THE RECORDS:
⟨
PR #2532, opened 2026-07-06
feat: add PS/2 keyboard interrupt driver

GloriousAlpaca:
This feature adds support for the PS2 legacy keyboard in Qemu x86_64.
Currently it does:
1. A minimized hardware initialization (e.g. flush the output buffer) to use the keyboard, according to the standards for the Intel 8042 chip: [Link to OSDev](https://wiki.osdev.org/I8042_PS/2_Controller#Initialising_the_PS/2_Controller)
2. Install an interrupt handler, which is done in the install_handlers function in interrupt.rs, as it is a hardware interrupt but does not belong in the pci interrupt handlers list (legacy device).
3. Add a systemcall to pop the last scancode out of the keyboard input ringbuffer (which currently has a length of 256). The Ringbuffer also uses Atomics, to prevent races and deadlocks.
The systemcall returns 0 if the keyboard feature is disabled.

I have only tested this feature with C programs on a Mac using Qemu.


Cargo.toml
```diff
@@ -42,6 +42,7 @@ default = [
 	"dhcpv4",
 	"fsgsbase",
 	"kernel-stack",
+    "keyboard",
```
mkroening: I don't think this should be a default feature.

Cargo.toml
```diff
@@ -216,6 +217,11 @@ virtio-vsock = ["virtio"]
 ## This is only useful on PCs (x86-64).
 vga = []
 
+## Enables the PS/2 keyboard driver.
+##
+## This is only useful on PCs (x86-64).
+keyboard = []
```
mkroening: Could you rename this to `pc-keyboard`? Also, please make sure that the docs don't imply that this is needed for keyboard support in general. Serial-based keyboard support is separate from this. Similar to the framebuffer, please also put a disclaimer that this does not make the kernel use the driver and instead exposes an API for applications that need to be ported.

src/syscalls/system.rs
```diff
@@ -6,3 +6,17 @@ use crate::arch::mm::paging::{BasePageSize, PageSize};
...
+pub extern "C" fn sys_read_keyboard() -> u8 {
+	crate::kernel::keyboard::pop_scancode().unwrap_or(0)
+}
+
+#[cfg(not(all(target_arch = "x86_64", feature = "keyboard")))]
+#[hermit_macro::system]
+#[unsafe(no_mangle)]
+pub extern "C" fn sys_read_keyboard() -> u8 {
+	0
+}
```
mkroening: Similar to the framebuffer PR, please either merge the function definitions or (preferrably) just remove the symbol when the feature is disabled.

src/arch/x86_64/kernel/interrupts.rs
```diff
@@ -157,7 +157,14 @@ pub(crate) fn install() {
 	IRQ_NAMES.lock().insert(7, "FPU");
 }
 
-pub(crate) fn install_handlers(handlers: InterruptHandlerMap) {
+pub(crate) fn install_handlers(#[allow(unused_mut)] mut handlers: InterruptHandlerMap) {
```
mkroening: Please move the allow to the function level instead of having it inline like this.

src/arch/x86_64/kernel/interrupts.rs
```diff
@@ -157,7 +157,14 @@ pub(crate) fn install() {
...
+	#[cfg(feature = "keyboard")]
+	{
+		use crate::arch::kernel::keyboard::get_keyboard_handler;
```
mkroening:
```suggestion
		use crate::arch::kernel::keyboard::get_keyboard_handler;

```

src/arch/x86_64/kernel/pc_keyboard.rs
mkroening, line 1: Would the [pc-keyboard](https://docs.rs/pc-keyboard) crate help here in any way? I'd like to avoid reimplementing logic if the ecosystem already has a well-established crate for (parts of) this.

src/arch/x86_64/kernel/pc_keyboard.rs
```diff
@@ -0,0 +1,75 @@
...
+const PS2_CMD_WRITE_CNFG: u8 = 0x60;
+const PS2_CMD_DISABLE_KEYBOARD: u8 = 0xad;
+const PS2_CMD_DISABLE_MOUSE: u8 = 0xa7;
+const PS2_CMD_ENABLE_KEYBOARD: u8 = 0xae;
+const PS2_CNFG_ENABLE_KEYBOARD_INTERRUPT: u8 = 0x01;
+const PS2_BUFFER_FULL: u8 = 0x01;
+
+static KEYBOARD_BUFFER: [AtomicU8; BUFFER_SIZE] = [ATOMIC_ZERO; BUFFER_SIZE];
+static WRITE_INDEX: AtomicUsize = AtomicUsize::new(0);
+static READ_INDEX: AtomicUsize = AtomicUsize::new(0);
```
mkroening: While atomics prevent data races and deadlocks here, I am pretty sure we still have undesirable race conditions or possible data loss like this.

What about having a proper struct behind a mutex for this? That way, we can also use `VecDeque` instead of having to reimplement one ourselves. You can take a look at the serial input for reference:

https://github.com/hermit-os/kernel/blob/274120e1a84cdad6f0efa5ea0c541bd1bc64ae96/src/arch/x86_64/kernel/serial.rs#L15-L21

src/arch/x86_64/kernel/pc_keyboard.rs
```diff
@@ -0,0 +1,75 @@
...
+
+pub(crate) fn get_keyboard_handler() -> (u8, fn()) {
+	unsafe {
```
mkroening: Please try to have as few unsafe operations per block as possible. Ideally, only one.

src/arch/x86_64/kernel/pc_keyboard.rs
```diff
@@ -0,0 +1,75 @@
...
+		cmd_port.write(PS2_CMD_READ_CNFG);
+		let mut config = data_port.read();
+
+		config |= PS2_CNFG_ENABLE_KEYBOARD_INTERRUPT;
+
+		cmd_port.write(PS2_CMD_WRITE_CNFG);
+		data_port.write(config);
+		cmd_port.write(PS2_CMD_ENABLE_KEYBOARD);
+	}
+	fn keyboard_handler() {
```
mkroening: Please move the handler to the top level outside of this function.

src/arch/x86_64/kernel/pc_keyboard.rs
```diff
@@ -0,0 +1,75 @@
...
+pub(crate) fn get_keyboard_handler() -> (u8, fn()) {
+	unsafe {
+		let mut cmd_port = Port::<u8>::new(PS2_CMD_PORT);
+		let mut data_port = Port::<u8>::new(PS2_DATA_PORT);
+		cmd_port.write(PS2_CMD_DISABLE_KEYBOARD);
+		cmd_port.write(PS2_CMD_DISABLE_MOUSE);
+
+		while (cmd_port.read() & PS2_BUFFER_FULL) != 0 {
+			let _ = data_port.read();
+		}
```
mkroening: Why do we discard the device buffer instead of filling our read buffer?

src/arch/x86_64/kernel/pc_keyboard.rs
```diff
@@ -0,0 +1,75 @@
...
+const PS2_BUFFER_FULL: u8 = 0x01;
+
+static KEYBOARD_BUFFER: [AtomicU8; BUFFER_SIZE] = [ATOMIC_ZERO; BUFFER_SIZE];
+static WRITE_INDEX: AtomicUsize = AtomicUsize::new(0);
+static READ_INDEX: AtomicUsize = AtomicUsize::new(0);
+
+pub(crate) fn get_keyboard_handler() -> (u8, fn()) {
+	unsafe {
+		let mut cmd_port = Port::<u8>::new(PS2_CMD_PORT);
+		let mut data_port = Port::<u8>::new(PS2_DATA_PORT);
```
mkroening: Do you think an abstraction similar to the proposal for BGA would make sense?

```rust
struct Ps2;

impl Ps2 {
    fn read_data() -> u8;
    fn write_data(data: u8);
    fn status() -> u8;
    fn command(command: u8);
}
```

src/arch/x86_64/kernel/pc_keyboard.rs
```diff
@@ -0,0 +1,75 @@
...
+		}
+	}
+
+	interrupts::add_irq_name(1, "PS/2 Keyboard");
+
+	(1, keyboard_handler)
+}
+
+/// Pops a scancode from the keyboard buffer, returning None if the buffer is empty.
+pub fn pop_scancode() -> Option<u8> {
```
mkroening: A scancode can never be zero, right? Returning `Option<NonZero<u8>>` would be preferable in that case.

src/syscalls/system.rs
```diff
@@ -6,3 +6,17 @@ use crate::arch::mm::paging::{BasePageSize, PageSize};
 pub extern "C" fn sys_getpagesize() -> i32 {
 	BasePageSize::SIZE.try_into().unwrap()
 }
+
+#[cfg(all(target_arch = "x86_64", feature = "keyboard"))]
+#[hermit_macro::system]
+#[unsafe(no_mangle)]
+pub extern "C" fn sys_read_keyboard() -> u8 {
+	crate::kernel::keyboard::pop_scancode().unwrap_or(0)
+}
```
mkroening: I am not too sure about this API. Is the application supposed to busy loop on this and retrieve one event at a time?

What about doing something similar to Linux's event device (evdev) interface ([Linux docs](https://www.kernel.org/doc/html/latest/input/input.html))? Reading from `/dev/input/event0` would then fill a user buffer with input events and blocks if no events are there unless opened with `O_NONBLOCK`.

mkroening (dismissed):
Thanks for the PR! :)

I was wondering why implement drivers for legacy devices instead of USB keyboards ([xhci](https://docs.rs/xhci), [usb-oxide](https://github.com/RJR777/hermit-localLLM/blob/main/usb-oxide/src/hid.rs), [embassy-usb](https://github.com/embassy-rs/embassy/tree/main/embassy-usb)). I guess it is because of simplicity.

It would be great to discuss the high-level application-facing API, since that is the hardest to change once merged.

Cargo.toml
GloriousAlpaca: Yes, this accidentally slipped through sorry!

src/arch/x86_64/kernel/pc_keyboard.rs
GloriousAlpaca: I took a look at the crate and the following stood out to me:

There are three basic steps to handling keyboard input. Your application may bypass some of these.

- Ps2Decoder - converts 11-bit PS/2 words into bytes, removing the start/stop bits and checking the parity bits. Only needed if you talk to the PS/2 keyboard over GPIO pins and not required if you talk to the i8042 PC keyboard controller.
- ScancodeSet - converts from Scancode Set 1 (i8042 PC keyboard controller) or Scancode Set 2 (raw PS/2 keyboard output) into a symbolic KeyCode and an up/down KeyState.
- EventDecoder - converts symbolic KeyCode and KeyState into a Unicode characters (where possible) according to the currently selected KeyboardLayout.

We actually don't need the first step because we are using the i8042 keyboard controller. 
The other two steps look promising, but I actually would not put them into the kernel driver itself, but rather into the application.
I mainly implemented this driver to use with the doom port I'm currently working on, where I have to translate the keys anyways, which makes it irrelevant if it's scancodes or keycodes. If we pre-translate in the kernel we would also have to handle different keyboard layouts, which I feel would overcomplicate this pretty simple driver, especially because Qemu might emulate a different layout than the host. It also seems to me like something the application itself should handle instead of the driver. What do you think?

src/arch/x86_64/kernel/pc_keyboard.rs
GloriousAlpaca: At the start there might be garbage data in the output buffer, that can get stuck if we don't clear it.

https://wiki.osdev.org/I8042_PS/2_Controller#Step_4:_Flush_The_Output_Buffer

src/arch/x86_64/kernel/pc_keyboard.rs
```diff
@@ -0,0 +1,85 @@
...
+const PS2_CMD_WRITE_CNFG: u8 = 0x60;
+const PS2_CMD_DISABLE_KEYBOARD: u8 = 0xad;
+const PS2_CMD_DISABLE_MOUSE: u8 = 0xa7;
+const PS2_CMD_ENABLE_KEYBOARD: u8 = 0xae;
+const PS2_CNFG_ENABLE_KEYBOARD_INTERRUPT: u8 = 0x01;
+const PS2_BUFFER_FULL: u8 = 0x01;
+
+const BUFFER_SIZE: usize = 256;
+struct Ps2;
+
```
jounathaen:
```suggestion

struct Ps2;
```

Small nitpick

src/arch/x86_64/kernel/pc_keyboard.rs
```diff
@@ -0,0 +1,85 @@
...
+impl Ps2 {
+	pub fn read_status() -> u8 {
+		let mut status_port = Port::<u8>::new(PS2_CMD_PORT);
+		unsafe { status_port.read() }
```
jounathaen:
```suggestion
		unsafe { Port::<u8>::new(PS2_CMD_PORT).read() }
```

src/syscalls/system.rs
GloriousAlpaca: Since we don't use a filesystem like Linux I would propose something like this:
`pub extern "C" fn sys_read_keyboard(buffer: *mut u8 ,size: usize, nonblock: bool) -> isize`
(Should I also rename the systemcall to sys_read_pc_keyboard?)
This would be pretty flexible, we can throw standard errorcodes or return the buffersize in bytes like this.
We can then use a semaphore to block the thread until there are scancodes in the vecdeque.

src/arch/x86_64/kernel/pc_keyboard.rs
jounathaen: I agree with @GloriousAlpaca. This is not something for the kernel.

src/arch/x86_64/kernel/pc_keyboard.rs
```diff
@@ -0,0 +1,85 @@
...
+
+use crate::kernel::interrupts;
+
+const PS2_DATA_PORT: u16 = 0x60;
+const PS2_CMD_PORT: u16 = 0x64;
+const PS2_CMD_READ_CNFG: u8 = 0x20;
+const PS2_CMD_WRITE_CNFG: u8 = 0x60;
+const PS2_CMD_DISABLE_KEYBOARD: u8 = 0xad;
+const PS2_CMD_DISABLE_MOUSE: u8 = 0xa7;
+const PS2_CMD_ENABLE_KEYBOARD: u8 = 0xae;
```
jounathaen: Also here, this looks like an enum for me in conjunction with the `read_cmd`/`write_cmd` functions.

src/arch/x86_64/kernel/pc_keyboard.rs
```diff
@@ -0,0 +1,85 @@
...
+	Lazy::new(|| InterruptTicketMutex::new(VecDeque::with_capacity(BUFFER_SIZE)));
+
+fn keyboard_handler() {
+	let scancode = Ps2::read_data();
+	let mut buffer = KEYBOARD_BUFFER.lock();
+
+	if buffer.len() >= BUFFER_SIZE {
+		buffer.pop_front();
+	}
+	buffer.push_back(scancode);
```
jounathaen: I wonder if retaining the keys in the queue is how this is handled best. I'm thinking that maybe adding a timestamp to each key event and discarding it after x seconds is a correct approach. But maybe I'm prematurely optimizing this. It would be interesting to know how other systems are handling this.

Cargo.toml
```diff
@@ -216,6 +216,15 @@ virtio-vsock = ["virtio"]
 ## This is only useful on PCs (x86-64).
 vga = []
 
+## Enables the PS/2 keyboard driver.
+## 
+## This feature initializes the PS/2 keyboard controller and installs a keyboard interrupt handler. 
+## It also provides a system call to receive the last scancode from the internal keyboard buffer. 
+## Note that this is not a complete keyboard driver and not needed for general keyboard support.
```
jounathaen:
```suggestion
## Note that this is not a complete keyboard driver and not needed for serial input/output.
```

src/arch/x86_64/kernel/pc_keyboard.rs
```diff
@@ -0,0 +1,129 @@
...
+const PS2_CNFG_ENABLE_KEYBOARD_INTERRUPT: u8 = 0x01;
+const PS2_BUFFER_FULL: u8 = 0x01;
+
+const BUFFER_SIZE: usize = 256;
+static KEYBOARD_SEMAPHORE: Semaphore = Semaphore::new(0);
+
+struct Ps2;
+impl Ps2 {
+	pub fn read_status() -> u8 {
+		unsafe { Port::<u8>::new(PS2_CMD_PORT).read() }
```
jounathaen, line 35: Please add a brief safety comment:
```suggestion
		// SAFETY: Correct port access without safety related side-effects.
		unsafe { Port::<u8>::new(PS2_CMD_PORT).read() }
```

src/syscalls/system.rs
```diff
@@ -6,3 +6,22 @@ use crate::arch::mm::paging::{BasePageSize, PageSize};
 pub extern "C" fn sys_getpagesize() -> i32 {
 	BasePageSize::SIZE.try_into().unwrap()
 }
+
+#[cfg(all(target_arch = "x86_64", feature = "pc-keyboard"))]
+#[hermit_macro::system]
+#[unsafe(no_mangle)]
+pub unsafe extern "C" fn sys_read_keyboard(buffer: *mut u8, size: usize, nonblock: bool) -> isize {
```
jounathaen, line 18: Please add a doc comment

src/syscalls/system.rs
```diff
@@ -6,3 +6,22 @@ use crate::arch::mm::paging::{BasePageSize, PageSize};
...
+	if buffer.is_null() {
+		return -(crate::errno::Errno::Fault as isize);
+	}
+	if size == 0 {
+		return 0;
+	}
+	let buffer_slice: &mut [u8] = unsafe { core::slice::from_raw_parts_mut(buffer, size) };
```
jounathaen, line 27:
```suggestion
    // SAFETY: We have to trust the user input, because we are a unikernel and if the user wants to crash the program they are free to do so.
	let buffer_slice: &mut [u8] = unsafe { core::slice::from_raw_parts_mut(buffer, size) };
```

src/syscalls/system.rs
jounathaen, line 18: Please add a doc comment

src/arch/x86_64/kernel/pc_keyboard.rs
```diff
@@ -0,0 +1,129 @@
...
+	EnableKeyboard = 0xae,
+	#[allow(dead_code)]
+	EnableMouse = 0xa8,
+	TestFirstPort = 0xab,
+}
+
+const PS2_CNFG_ENABLE_KEYBOARD_INTERRUPT: u8 = 0x01;
+const PS2_BUFFER_FULL: u8 = 0x01;
+
+const BUFFER_SIZE: usize = 256;
```
jounathaen:
```suggestion
const MAX_INP_BUFFER_SIZE: usize = 256;
```

src/arch/x86_64/kernel/pc_keyboard.rs
```diff
@@ -0,0 +1,129 @@
...
+			// Pop the oldest scancode if the buffer is full.
+			if buffer.len() >= BUFFER_SIZE {
+				buffer.pop_front();
+				sem = false;
+			}
+			buffer.push_back(valid_scancode);
+		}
+		if sem {
+			KEYBOARD_SEMAPHORE.release();
+		}
```
jounathaen: Logic is fine, but you could rewrite it to be a bit simpler by returning in the line that is currently `sem = false` (don't forget the `push_back`).

src/syscalls/system.rs
jounathaen, line 18: Please add a doc comment

src/syscalls/system.rs
jounathaen, line 27:
```suggestion
    // SAFETY: We have to trust the user input, because we are a unikernel and if the user wants to crash the program they are free to do so.
	let buffer_slice: &mut [u8] = unsafe { core::slice::from_raw_parts_mut(buffer, size) };
```

src/arch/x86_64/kernel/pc_keyboard.rs
```diff
@@ -0,0 +1,129 @@
...
+		unsafe { Port::<u8>::new(PS2_DATA_PORT).read() }
+	}
+
+	pub fn write_data(data: u8) {
+		unsafe { Port::<u8>::new(PS2_DATA_PORT).write(data) }
+	}
+}
+
+static KEYBOARD_BUFFER: Lazy<InterruptTicketMutex<VecDeque<NonZeroU8>>> =
+	Lazy::new(|| InterruptTicketMutex::new(VecDeque::with_capacity(BUFFER_SIZE)));
```
jounathaen:
```suggestion
  	Lazy::new(|| InterruptTicketMutex::new(VecDeque::with_capacity(32)));
```

jounathaen (approved):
⟩
ASSIGNMENT: When the word "complete" appears in a line of the listing, pull that line out.

OUTPUT BELOW:
+## Note that this is not a complete keyboard driver and not needed for general keyboard support.
## Note that this is not a complete keyboard driver and not needed for serial input/output.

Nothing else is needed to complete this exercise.